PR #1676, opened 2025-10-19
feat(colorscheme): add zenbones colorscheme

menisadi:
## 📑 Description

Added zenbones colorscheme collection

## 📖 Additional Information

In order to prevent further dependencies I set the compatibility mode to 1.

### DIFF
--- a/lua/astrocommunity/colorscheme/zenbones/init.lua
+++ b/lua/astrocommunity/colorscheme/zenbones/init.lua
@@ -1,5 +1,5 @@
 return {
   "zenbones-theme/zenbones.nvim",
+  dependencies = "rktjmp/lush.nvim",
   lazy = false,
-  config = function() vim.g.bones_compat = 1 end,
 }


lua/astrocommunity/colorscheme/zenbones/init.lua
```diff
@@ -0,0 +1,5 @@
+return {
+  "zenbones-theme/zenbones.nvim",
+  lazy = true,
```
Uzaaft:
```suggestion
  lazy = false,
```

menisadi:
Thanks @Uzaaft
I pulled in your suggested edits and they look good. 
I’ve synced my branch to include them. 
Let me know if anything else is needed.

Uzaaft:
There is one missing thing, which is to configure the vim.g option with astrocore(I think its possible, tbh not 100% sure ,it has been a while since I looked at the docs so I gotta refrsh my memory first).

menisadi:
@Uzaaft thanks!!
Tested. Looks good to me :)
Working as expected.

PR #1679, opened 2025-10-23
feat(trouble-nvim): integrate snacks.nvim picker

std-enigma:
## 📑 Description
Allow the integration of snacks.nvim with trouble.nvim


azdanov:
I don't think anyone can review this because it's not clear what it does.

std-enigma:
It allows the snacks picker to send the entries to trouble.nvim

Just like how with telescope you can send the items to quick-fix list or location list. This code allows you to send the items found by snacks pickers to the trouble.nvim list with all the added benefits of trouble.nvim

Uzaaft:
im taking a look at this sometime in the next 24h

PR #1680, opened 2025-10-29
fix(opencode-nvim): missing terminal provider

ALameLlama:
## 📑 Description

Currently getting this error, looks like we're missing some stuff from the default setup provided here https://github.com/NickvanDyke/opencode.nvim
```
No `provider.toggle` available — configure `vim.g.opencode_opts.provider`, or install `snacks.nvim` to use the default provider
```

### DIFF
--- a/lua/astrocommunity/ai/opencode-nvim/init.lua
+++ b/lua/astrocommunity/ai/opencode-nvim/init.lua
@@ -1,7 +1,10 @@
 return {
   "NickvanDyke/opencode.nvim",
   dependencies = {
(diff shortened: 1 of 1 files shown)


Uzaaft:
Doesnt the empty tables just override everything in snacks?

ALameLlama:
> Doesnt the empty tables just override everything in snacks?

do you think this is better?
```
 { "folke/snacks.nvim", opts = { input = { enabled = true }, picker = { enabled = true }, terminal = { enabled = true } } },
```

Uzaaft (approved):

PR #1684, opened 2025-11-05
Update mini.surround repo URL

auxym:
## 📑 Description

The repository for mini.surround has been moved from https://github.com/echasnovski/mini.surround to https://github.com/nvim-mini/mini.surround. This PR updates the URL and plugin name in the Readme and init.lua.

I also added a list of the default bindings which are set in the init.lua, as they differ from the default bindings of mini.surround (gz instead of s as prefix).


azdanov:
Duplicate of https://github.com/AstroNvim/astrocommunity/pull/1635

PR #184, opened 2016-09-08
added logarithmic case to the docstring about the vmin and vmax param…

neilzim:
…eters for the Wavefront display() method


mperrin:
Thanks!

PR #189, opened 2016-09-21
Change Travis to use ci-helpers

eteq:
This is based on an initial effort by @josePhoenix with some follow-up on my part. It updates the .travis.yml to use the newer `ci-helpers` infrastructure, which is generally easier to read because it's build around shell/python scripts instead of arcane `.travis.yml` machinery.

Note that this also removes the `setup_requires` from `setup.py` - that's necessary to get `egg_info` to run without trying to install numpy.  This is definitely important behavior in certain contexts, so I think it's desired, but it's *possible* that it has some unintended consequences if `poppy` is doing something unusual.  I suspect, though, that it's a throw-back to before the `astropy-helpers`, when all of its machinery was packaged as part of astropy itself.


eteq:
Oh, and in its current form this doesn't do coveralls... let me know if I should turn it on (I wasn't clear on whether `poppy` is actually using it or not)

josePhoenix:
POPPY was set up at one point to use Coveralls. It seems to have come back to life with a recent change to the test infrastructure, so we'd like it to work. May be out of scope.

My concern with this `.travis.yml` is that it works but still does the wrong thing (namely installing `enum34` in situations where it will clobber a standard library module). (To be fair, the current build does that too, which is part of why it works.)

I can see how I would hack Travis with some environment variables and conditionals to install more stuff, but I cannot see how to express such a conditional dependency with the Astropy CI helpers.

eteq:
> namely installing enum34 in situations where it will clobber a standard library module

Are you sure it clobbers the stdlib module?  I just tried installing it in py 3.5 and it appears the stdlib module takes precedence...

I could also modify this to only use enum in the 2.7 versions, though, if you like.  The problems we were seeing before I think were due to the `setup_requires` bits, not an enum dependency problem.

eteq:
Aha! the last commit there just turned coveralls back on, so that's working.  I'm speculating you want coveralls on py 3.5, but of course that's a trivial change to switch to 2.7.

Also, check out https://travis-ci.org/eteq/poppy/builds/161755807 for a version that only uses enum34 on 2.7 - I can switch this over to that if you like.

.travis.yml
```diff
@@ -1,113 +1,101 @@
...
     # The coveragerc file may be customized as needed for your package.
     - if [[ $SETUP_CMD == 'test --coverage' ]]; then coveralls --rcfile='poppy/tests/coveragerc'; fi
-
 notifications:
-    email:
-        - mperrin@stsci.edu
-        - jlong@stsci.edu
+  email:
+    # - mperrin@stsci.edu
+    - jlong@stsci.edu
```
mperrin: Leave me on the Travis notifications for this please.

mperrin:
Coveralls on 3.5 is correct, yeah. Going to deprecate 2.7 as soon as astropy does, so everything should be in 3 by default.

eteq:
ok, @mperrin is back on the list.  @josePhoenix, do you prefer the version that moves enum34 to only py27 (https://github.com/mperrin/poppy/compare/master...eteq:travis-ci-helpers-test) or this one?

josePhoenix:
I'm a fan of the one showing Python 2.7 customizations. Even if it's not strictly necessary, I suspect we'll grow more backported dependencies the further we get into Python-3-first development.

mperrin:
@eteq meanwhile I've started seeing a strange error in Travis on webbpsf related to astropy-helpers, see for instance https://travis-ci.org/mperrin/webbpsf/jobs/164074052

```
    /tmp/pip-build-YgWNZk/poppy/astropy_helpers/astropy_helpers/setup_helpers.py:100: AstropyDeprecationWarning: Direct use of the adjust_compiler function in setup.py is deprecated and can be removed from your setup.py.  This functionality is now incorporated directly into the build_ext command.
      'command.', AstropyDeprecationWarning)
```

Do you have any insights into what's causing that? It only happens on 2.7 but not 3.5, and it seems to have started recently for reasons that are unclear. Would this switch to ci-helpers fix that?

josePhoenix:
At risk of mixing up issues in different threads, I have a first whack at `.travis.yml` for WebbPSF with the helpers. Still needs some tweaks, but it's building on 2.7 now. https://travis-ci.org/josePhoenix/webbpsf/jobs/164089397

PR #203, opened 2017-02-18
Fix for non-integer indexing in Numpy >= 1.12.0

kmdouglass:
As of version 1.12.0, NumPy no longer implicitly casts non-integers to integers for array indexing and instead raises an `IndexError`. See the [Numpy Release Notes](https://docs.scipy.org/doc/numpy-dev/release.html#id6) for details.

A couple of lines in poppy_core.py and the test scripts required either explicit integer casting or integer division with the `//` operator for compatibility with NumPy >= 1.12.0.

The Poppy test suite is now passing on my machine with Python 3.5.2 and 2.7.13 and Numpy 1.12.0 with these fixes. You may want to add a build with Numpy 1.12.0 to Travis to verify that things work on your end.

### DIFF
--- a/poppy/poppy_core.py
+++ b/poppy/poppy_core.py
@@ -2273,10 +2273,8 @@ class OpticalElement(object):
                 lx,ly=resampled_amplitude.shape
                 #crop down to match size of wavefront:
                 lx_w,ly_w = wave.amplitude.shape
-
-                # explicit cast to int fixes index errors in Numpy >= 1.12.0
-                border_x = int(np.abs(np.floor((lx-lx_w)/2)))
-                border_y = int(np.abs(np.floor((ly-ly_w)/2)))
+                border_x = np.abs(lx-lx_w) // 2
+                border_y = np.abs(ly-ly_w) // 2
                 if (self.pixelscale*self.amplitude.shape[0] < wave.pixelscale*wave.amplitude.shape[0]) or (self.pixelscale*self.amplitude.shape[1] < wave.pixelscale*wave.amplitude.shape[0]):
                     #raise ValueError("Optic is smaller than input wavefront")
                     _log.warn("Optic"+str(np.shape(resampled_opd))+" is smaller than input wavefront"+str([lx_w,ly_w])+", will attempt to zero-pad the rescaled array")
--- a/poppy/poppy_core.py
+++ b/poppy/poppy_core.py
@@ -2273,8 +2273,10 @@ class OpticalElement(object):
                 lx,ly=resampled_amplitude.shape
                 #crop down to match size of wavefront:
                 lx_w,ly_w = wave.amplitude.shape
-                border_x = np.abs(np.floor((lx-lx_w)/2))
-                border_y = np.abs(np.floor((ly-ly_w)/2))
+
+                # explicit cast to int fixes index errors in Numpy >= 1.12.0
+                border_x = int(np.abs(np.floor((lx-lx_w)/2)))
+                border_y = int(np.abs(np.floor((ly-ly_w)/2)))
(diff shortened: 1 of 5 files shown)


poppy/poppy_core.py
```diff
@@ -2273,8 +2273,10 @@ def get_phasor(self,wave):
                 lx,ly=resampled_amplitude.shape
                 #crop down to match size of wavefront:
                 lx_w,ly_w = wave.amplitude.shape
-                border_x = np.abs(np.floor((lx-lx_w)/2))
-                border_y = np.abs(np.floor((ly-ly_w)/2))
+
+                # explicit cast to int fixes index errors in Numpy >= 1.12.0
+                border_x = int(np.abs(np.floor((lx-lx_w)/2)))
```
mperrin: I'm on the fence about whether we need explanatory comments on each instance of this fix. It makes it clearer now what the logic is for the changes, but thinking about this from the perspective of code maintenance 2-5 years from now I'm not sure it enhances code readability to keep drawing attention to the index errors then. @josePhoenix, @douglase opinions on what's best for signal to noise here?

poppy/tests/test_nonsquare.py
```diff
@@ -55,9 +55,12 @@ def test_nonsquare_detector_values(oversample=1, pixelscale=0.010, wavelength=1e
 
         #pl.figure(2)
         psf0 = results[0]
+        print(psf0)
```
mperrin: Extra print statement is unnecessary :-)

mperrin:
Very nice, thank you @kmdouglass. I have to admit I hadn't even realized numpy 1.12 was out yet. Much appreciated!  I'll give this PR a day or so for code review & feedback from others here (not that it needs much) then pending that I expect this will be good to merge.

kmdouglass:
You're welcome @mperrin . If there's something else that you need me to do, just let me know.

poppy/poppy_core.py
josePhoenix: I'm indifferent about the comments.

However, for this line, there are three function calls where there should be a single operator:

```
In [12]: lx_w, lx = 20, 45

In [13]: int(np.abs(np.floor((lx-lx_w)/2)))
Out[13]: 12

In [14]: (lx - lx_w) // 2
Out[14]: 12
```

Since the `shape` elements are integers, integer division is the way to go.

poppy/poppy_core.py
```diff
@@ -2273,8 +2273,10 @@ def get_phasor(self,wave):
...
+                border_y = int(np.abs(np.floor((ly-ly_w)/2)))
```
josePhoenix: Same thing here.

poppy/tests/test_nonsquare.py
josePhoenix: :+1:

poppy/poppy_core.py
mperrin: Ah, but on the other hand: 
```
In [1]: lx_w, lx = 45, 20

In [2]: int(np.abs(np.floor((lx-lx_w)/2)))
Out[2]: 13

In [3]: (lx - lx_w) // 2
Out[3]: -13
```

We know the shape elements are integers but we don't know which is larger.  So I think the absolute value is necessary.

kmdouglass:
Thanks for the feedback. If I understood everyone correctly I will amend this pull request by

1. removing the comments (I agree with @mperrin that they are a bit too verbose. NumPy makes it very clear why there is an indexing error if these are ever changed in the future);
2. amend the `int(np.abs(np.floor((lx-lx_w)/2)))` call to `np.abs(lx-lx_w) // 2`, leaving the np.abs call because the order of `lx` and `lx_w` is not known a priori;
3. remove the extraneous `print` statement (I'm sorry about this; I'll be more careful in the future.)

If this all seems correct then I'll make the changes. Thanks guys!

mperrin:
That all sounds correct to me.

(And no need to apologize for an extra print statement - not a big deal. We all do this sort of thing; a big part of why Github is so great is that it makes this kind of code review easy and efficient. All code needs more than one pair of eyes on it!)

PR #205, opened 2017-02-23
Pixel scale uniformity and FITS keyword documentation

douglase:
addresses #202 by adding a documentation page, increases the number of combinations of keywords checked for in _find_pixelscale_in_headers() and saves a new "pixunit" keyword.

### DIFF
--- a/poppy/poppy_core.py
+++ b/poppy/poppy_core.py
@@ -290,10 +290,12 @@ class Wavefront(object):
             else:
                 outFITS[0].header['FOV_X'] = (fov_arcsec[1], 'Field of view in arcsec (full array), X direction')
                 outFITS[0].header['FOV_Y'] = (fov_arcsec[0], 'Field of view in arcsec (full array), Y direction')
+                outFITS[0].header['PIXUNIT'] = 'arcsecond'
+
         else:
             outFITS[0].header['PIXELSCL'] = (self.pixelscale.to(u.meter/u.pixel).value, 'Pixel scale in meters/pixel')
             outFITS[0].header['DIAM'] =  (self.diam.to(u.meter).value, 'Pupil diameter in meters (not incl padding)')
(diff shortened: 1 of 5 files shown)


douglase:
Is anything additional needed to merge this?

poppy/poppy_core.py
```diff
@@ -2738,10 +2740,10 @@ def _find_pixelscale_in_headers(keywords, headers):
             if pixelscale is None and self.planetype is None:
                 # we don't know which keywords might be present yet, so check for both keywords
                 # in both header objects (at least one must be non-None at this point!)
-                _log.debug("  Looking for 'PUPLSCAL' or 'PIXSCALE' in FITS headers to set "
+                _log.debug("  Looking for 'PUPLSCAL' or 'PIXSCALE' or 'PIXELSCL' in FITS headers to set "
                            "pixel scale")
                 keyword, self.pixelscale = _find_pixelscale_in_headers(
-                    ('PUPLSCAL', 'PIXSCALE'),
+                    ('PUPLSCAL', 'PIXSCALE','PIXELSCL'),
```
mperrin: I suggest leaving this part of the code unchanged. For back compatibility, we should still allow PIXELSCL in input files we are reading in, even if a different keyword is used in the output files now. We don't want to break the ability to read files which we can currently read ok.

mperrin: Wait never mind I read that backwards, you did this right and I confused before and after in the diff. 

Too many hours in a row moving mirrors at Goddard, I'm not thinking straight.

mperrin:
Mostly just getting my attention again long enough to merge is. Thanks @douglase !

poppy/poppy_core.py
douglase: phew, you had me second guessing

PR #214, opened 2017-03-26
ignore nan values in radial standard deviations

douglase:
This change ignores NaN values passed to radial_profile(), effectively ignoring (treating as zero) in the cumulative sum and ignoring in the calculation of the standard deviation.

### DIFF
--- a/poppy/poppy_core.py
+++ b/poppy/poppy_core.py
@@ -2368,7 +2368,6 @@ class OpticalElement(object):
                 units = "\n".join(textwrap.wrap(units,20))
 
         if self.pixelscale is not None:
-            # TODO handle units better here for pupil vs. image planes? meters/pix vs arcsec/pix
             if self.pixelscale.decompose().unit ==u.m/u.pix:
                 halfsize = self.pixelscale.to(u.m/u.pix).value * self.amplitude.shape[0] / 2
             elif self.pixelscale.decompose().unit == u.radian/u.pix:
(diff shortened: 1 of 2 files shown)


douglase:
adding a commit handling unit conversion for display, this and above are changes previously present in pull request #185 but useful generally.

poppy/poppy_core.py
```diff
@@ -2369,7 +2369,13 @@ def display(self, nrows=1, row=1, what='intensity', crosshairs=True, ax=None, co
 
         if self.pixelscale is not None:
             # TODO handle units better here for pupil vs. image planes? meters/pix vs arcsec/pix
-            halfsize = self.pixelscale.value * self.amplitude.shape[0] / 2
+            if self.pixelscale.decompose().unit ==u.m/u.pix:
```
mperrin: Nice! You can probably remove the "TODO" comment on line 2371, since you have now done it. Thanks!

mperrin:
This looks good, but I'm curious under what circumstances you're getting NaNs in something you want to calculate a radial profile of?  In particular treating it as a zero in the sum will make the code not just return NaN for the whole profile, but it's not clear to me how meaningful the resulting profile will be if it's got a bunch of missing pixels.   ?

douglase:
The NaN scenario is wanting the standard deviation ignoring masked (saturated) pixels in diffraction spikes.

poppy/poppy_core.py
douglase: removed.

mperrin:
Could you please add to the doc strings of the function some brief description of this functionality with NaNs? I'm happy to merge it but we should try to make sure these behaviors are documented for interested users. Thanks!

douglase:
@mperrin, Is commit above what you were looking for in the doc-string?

──────────

**Problem**
Go through the listing above and state how many of its lines contain "please", with no other words.

**Exercise solution**
2